- _Task objective_:
Your task is to find every line of the data that holds the string "ready" and copy it.

- _Supplied entries_:
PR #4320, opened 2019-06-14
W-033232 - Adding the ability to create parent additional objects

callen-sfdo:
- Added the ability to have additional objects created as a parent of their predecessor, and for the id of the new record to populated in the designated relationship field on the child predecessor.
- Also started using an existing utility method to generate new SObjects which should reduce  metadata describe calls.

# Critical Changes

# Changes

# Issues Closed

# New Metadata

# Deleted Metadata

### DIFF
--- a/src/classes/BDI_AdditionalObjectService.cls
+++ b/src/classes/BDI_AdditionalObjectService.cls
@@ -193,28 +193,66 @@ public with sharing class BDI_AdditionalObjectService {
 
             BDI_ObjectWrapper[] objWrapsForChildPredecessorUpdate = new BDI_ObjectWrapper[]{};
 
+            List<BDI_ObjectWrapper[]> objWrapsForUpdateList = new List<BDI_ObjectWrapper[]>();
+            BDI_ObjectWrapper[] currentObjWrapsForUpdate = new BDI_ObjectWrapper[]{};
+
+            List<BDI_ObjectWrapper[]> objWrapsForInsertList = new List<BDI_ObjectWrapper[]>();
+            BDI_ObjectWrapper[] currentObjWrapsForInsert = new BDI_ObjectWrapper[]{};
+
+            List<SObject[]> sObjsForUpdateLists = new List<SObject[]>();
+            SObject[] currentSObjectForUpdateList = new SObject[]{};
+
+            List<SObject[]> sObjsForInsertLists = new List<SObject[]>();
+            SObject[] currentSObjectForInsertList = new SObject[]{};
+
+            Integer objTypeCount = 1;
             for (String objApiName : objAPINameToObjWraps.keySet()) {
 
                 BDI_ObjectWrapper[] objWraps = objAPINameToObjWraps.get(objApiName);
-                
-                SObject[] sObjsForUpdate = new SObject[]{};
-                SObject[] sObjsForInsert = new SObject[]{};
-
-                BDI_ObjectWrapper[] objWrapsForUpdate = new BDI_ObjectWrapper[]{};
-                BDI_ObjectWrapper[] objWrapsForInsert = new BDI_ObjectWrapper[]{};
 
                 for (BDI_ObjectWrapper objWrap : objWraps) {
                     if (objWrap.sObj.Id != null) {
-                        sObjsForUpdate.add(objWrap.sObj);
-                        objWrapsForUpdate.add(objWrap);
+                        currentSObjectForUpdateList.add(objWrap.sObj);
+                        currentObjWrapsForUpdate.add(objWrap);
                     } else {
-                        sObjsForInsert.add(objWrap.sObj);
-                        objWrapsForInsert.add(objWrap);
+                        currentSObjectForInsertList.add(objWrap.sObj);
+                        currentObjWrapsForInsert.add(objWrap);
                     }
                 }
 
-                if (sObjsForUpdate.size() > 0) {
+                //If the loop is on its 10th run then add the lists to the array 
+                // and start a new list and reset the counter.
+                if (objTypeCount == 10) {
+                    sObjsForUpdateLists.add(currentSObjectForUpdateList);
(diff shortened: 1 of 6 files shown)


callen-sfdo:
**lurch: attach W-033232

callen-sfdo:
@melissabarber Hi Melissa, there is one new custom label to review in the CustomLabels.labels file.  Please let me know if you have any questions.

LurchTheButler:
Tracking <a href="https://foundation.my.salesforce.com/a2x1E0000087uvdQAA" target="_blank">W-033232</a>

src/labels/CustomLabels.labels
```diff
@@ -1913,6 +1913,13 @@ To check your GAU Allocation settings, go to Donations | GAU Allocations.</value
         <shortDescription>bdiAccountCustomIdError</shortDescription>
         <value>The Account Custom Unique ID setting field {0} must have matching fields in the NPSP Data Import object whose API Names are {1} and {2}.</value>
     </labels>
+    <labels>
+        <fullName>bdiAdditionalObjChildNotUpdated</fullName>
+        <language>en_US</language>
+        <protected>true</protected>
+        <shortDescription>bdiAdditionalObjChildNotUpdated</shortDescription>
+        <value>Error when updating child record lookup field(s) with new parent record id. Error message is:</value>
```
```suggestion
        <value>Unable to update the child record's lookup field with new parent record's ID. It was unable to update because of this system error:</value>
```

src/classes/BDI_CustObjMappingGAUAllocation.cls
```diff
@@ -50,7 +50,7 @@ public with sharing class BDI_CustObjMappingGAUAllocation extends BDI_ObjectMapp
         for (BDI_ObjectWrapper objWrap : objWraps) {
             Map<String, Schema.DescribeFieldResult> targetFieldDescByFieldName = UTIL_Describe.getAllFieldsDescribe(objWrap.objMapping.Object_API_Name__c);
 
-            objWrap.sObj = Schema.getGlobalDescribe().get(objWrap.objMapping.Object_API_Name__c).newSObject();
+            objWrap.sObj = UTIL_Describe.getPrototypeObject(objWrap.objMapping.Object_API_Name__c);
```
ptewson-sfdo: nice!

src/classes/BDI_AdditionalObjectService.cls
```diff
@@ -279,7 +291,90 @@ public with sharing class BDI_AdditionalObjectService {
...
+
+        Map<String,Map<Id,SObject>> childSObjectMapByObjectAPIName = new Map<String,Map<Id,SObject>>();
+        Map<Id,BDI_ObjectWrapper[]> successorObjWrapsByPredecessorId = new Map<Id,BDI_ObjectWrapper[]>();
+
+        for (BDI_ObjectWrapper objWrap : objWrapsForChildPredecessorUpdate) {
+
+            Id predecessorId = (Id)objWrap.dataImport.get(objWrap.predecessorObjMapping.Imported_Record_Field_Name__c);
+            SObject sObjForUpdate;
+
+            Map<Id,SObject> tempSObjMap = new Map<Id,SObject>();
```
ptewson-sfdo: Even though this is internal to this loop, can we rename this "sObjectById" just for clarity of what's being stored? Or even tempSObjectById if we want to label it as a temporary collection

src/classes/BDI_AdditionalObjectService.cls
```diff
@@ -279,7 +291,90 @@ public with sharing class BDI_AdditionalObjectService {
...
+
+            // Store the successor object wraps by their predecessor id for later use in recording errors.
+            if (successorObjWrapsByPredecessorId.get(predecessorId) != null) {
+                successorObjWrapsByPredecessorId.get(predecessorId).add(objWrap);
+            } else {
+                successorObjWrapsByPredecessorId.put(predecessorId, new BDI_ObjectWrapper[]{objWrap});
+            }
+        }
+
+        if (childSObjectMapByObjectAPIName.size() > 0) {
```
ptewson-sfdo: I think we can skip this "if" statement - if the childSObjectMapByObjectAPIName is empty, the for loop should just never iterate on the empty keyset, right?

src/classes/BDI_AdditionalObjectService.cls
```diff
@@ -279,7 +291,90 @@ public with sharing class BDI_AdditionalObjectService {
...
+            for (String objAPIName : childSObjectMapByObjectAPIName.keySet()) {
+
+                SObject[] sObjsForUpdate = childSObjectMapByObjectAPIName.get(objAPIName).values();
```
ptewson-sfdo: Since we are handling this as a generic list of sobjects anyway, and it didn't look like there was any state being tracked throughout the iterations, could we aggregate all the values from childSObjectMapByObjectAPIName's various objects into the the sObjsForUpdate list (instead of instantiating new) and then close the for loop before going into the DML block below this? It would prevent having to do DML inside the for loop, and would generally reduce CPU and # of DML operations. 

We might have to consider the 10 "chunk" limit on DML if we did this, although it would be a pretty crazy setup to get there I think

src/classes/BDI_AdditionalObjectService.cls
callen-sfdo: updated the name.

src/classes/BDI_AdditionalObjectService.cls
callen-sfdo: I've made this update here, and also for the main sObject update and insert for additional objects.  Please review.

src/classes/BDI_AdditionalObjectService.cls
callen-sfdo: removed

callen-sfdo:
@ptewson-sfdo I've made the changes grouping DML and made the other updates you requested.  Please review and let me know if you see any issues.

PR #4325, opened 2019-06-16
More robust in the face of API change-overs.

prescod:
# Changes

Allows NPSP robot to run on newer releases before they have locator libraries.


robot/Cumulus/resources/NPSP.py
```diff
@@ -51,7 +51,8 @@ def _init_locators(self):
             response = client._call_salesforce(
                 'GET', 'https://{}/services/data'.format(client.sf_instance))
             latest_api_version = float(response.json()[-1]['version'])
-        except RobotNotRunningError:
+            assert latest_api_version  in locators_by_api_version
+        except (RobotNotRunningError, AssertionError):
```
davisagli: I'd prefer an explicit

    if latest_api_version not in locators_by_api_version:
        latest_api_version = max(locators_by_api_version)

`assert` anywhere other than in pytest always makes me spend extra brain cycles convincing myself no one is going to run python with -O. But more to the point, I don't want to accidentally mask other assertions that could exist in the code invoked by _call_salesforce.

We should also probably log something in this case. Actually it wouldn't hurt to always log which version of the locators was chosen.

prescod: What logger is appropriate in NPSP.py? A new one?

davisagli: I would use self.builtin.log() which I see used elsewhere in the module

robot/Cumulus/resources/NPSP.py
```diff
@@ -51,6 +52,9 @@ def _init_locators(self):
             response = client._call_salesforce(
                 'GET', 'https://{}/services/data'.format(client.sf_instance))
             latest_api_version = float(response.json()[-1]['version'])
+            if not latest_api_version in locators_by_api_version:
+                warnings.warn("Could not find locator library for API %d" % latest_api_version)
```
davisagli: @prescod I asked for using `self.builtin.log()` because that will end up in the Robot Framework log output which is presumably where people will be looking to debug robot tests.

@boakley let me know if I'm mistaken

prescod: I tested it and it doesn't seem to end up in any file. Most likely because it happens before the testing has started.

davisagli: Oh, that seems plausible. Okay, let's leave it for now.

--

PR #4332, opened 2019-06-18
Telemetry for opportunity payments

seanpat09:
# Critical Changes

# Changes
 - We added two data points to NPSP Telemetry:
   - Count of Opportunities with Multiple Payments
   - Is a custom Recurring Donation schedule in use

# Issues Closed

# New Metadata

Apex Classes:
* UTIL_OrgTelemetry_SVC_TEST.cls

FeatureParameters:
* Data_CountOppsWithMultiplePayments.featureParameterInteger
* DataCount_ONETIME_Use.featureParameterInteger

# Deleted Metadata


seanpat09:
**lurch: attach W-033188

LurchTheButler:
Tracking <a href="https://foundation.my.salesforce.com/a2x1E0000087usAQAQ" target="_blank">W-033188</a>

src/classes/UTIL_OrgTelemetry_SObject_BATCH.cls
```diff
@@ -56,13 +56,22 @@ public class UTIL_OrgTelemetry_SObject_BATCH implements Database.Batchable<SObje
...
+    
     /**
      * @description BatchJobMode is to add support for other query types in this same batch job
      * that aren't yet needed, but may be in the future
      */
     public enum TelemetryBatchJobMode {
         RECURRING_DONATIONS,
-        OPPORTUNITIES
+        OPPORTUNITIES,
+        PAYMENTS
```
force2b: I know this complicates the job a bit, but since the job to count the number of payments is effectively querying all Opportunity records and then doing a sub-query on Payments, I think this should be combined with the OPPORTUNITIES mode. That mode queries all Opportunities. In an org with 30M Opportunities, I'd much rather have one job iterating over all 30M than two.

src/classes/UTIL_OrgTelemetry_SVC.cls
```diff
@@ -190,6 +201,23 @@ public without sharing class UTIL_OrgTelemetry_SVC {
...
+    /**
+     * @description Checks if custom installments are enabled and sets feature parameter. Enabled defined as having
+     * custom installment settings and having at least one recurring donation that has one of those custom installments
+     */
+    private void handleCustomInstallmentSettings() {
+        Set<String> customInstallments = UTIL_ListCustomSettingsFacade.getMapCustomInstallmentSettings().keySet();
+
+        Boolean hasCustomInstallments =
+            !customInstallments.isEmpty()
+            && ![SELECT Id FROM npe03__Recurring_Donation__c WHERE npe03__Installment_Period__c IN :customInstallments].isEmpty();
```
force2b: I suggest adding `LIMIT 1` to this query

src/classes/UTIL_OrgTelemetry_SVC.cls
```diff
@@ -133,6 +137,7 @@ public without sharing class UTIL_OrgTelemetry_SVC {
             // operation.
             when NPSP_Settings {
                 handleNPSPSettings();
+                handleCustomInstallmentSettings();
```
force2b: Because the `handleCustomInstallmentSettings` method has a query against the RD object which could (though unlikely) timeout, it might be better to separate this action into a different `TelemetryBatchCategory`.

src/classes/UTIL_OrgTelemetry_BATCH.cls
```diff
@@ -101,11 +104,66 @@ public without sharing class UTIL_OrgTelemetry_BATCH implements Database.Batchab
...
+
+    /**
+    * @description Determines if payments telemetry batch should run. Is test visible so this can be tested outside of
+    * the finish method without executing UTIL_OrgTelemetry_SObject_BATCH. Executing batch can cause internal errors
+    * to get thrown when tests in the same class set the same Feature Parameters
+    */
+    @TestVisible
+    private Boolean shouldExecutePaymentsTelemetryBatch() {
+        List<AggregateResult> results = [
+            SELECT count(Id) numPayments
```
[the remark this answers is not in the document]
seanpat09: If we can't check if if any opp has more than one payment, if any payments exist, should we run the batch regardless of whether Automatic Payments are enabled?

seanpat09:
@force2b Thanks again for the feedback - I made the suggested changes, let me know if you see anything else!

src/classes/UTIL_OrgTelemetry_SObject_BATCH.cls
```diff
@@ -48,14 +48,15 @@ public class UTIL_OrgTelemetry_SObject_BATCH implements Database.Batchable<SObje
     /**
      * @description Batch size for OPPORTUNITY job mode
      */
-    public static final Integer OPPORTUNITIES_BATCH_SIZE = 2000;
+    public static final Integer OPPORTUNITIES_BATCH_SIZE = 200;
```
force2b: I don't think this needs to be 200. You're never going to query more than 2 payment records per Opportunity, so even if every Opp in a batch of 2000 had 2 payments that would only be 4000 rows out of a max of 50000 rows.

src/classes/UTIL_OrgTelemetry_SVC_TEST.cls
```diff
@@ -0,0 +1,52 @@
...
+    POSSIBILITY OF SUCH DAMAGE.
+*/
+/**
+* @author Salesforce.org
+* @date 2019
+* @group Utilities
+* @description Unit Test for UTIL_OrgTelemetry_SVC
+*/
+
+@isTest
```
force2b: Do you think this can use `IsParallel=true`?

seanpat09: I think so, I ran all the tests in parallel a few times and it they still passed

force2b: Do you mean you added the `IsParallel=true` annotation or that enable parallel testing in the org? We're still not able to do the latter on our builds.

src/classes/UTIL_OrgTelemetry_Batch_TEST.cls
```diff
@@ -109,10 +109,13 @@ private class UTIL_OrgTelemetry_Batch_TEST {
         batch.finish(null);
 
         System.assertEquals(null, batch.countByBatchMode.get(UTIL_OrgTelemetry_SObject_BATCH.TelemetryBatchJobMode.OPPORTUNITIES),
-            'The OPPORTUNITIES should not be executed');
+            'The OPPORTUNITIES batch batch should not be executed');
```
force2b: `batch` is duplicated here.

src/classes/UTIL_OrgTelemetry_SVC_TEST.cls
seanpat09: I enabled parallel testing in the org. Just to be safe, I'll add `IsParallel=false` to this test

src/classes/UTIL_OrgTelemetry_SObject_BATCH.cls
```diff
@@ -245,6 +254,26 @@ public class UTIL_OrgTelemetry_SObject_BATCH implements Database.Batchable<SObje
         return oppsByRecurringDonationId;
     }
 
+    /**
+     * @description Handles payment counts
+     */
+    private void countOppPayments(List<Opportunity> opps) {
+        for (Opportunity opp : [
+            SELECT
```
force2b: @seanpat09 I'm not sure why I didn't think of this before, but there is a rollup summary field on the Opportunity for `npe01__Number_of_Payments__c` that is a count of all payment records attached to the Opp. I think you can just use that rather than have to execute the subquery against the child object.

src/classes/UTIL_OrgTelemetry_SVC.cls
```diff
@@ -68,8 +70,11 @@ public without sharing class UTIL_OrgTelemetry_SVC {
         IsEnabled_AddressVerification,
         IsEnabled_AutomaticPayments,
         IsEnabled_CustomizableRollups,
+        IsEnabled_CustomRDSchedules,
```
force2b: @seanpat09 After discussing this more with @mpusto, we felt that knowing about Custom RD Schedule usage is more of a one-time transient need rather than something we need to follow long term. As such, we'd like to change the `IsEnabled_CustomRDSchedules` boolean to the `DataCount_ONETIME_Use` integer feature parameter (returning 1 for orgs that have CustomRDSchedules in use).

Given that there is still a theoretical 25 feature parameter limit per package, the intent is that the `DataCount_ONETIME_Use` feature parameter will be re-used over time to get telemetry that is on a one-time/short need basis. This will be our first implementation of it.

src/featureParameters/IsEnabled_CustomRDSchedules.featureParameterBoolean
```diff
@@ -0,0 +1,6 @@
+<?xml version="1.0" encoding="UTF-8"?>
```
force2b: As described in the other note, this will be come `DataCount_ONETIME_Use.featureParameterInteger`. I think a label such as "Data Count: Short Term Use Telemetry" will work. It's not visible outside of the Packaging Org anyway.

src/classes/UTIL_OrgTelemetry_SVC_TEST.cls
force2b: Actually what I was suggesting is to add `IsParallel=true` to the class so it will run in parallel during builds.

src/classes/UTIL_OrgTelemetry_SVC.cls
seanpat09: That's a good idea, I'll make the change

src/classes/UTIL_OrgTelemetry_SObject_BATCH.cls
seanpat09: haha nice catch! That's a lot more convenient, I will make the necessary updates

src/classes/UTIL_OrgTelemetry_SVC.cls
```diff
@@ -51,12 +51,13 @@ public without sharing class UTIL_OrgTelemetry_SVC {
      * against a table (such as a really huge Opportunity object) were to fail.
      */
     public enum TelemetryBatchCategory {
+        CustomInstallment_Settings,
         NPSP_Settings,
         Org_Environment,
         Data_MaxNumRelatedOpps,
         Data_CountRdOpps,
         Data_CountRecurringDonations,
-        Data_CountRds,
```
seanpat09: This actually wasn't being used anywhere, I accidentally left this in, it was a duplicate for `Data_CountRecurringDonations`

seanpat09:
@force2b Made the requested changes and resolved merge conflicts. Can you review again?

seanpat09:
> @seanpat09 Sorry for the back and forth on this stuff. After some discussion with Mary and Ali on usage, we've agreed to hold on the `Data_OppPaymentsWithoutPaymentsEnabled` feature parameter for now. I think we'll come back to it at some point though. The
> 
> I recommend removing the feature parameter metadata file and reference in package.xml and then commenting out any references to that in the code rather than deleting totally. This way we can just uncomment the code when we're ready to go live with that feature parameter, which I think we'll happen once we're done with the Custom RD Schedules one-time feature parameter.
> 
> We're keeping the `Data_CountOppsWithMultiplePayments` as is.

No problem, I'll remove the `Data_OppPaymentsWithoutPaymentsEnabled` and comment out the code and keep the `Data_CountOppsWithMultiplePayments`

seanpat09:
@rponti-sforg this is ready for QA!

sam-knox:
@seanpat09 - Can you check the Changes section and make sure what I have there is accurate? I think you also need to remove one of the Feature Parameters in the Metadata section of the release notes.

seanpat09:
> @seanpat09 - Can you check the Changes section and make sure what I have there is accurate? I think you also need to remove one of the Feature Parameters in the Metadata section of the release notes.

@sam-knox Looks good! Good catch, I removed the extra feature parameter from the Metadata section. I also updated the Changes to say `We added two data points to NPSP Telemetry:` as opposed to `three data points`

- _Solution to this problem_:
> I recommend removing the feature parameter metadata file and reference in package.xml and then commenting out any references to that in the code rather than deleting totally. This way we can just uncomment the code when we're ready to go live with that feature parameter, which I think we'll happen once we're done with the Custom RD Schedules one-time feature parameter.
@rponti-sforg this is ready for QA!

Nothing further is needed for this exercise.